Fintechs took advantage of the visible gaps in the financial services landscape and offered services targeted to their customers. These challenges allowed fintechs to enter the market with a strong value proposition. This made financial services conveniently accessible and affordable to millions of people. 

East Africa has witnessed rapid development in the finance sector over the last decade. While Kenya is regarded as one of the fastest-growing markets in the region, Tanzania is also showing rapid growth in fintech development. The growth of fintech in the East Africa region is driven by a unique blend of technology innovations and mobile adoption.

Mobile tech as the catalyst

Mobile technology has remained the key catalysts to boost financial inclusion. During the last decade, the adoption of formal financial services has risen significantly in East African countries. According to the Financial Inclusion Insights (FII) data presented by InterMedia, adults in Kenya (73%), Tanzania (56%) and Uganda (46%) are financially included, and nearly all of them have registered mobile money accounts.  

Because of the technology that banks, fintech companies, budding startups, governments, and other organizations are using, mobile money users have also increased rapidly. The data available online shows that there are 16.5 million mobile money subscribers in Tanzania transacting over $27 billion in value. The number is even higher in Uganda, where the total number of mobile money subscribers are 25.5 million with a transaction value of a whopping $18 trillion.

A mobile money wallet not only provides the facility to send money online but also access to a growing ecosystem of services, including savings, loans, insurances and investments. The same report by InterMedia also shows that 57% of mobile money subscribers in Kenya were using their accounts for activities beyond peer-to-peer transfer and cash-in-cash-out. 

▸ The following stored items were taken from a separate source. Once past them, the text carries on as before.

PR #202, opened 2017-12-08
Remove iffe feature test for external commands

siteshwar:
These external commands are now detected by meson


krader1961:
Fantastic. LGTM. Merged.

Mobile network operators (MNOs) in Tanzania, including Vodafone and Airtel, launched SMS services to improve medical and education services, especially in rural areas. Some of the popular programs launched by MNOs are Vodafone Moyo, Tigo e-Schools and Airtel Millenium Village Project.

Innovation sparked the disruption

Innovation and the changing user behaviour lead to the growth of fintech, which in turn accelerated financial inclusion. Three pivotal factors that drove the change in the market are – 

  • Use of alternative data – With the help of Big Data and AI, businesses started using alternative data to analyze borrowers’ creditworthiness. Lenders can now leverage technology-based tools to generate a credit score for people who lack a credit history. 
  • Peer-to-peer transactions – The adoption of mobile money paved the way for peer-to-peer or p2p transactions. Although it is not a new concept, the advent of mobile technologies led to a steep rise in the adoption of p2p payments
  • Emergence of NBFCs – The emergence of non-banking financial companies such as PayPal, Google, Samsung etc., in East Africa helped unbanked people avail financial services through e-wallets and other online facilities.  

Future-thinking financial policies

Apart from technology and innovation, financial authorities and governments also played their part. Central Banks in East Africa launched various future-thinking monetary policies to enable the reach of digital financial services. They also adopted sandbox approaches where startups can test their solutions, assess the risks and then apply regulations. It enabled fintech startups to enter the market with a solid offering.